■ What is required ■
Your task is to give the entries back exactly, leaving nothing out.

■ Records for processing ■

PR #3115, opened 2024-01-26
uboot: Use rockchip combined SPL images

darkxst:
Since Uboot 2023.10 all Rockchip boards generate a combined `u-boot-rockchip.bin` image that contains the loader, SPL and if required a FIT image containing TF-A/OPTEE binaries.

https://github.com/u-boot/u-boot/blob/e7f9e5eb584dd0b5d1b1ff82fe607d6da9940cc6/arch/arm/dts/rockchip-u-boot.dtsi#L15

Simply installed with:
```
sudo dd if=u-boot-rockchip.bin of=/dev/sda seek=64
```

■ Completed exercise ■
PR #3115, opened 2024-01-26
uboot: Use rockchip combined SPL images

darkxst:
Since Uboot 2023.10 all Rockchip boards generate a combined `u-boot-rockchip.bin` image that contains the loader, SPL and if required a FIT image containing TF-A/OPTEE binaries.

https://github.com/u-boot/u-boot/blob/e7f9e5eb584dd0b5d1b1ff82fe607d6da9940cc6/arch/arm/dts/rockchip-u-boot.dtsi#L15

Simply installed with:
```
sudo dd if=u-boot-rockchip.bin of=/dev/sda seek=64
```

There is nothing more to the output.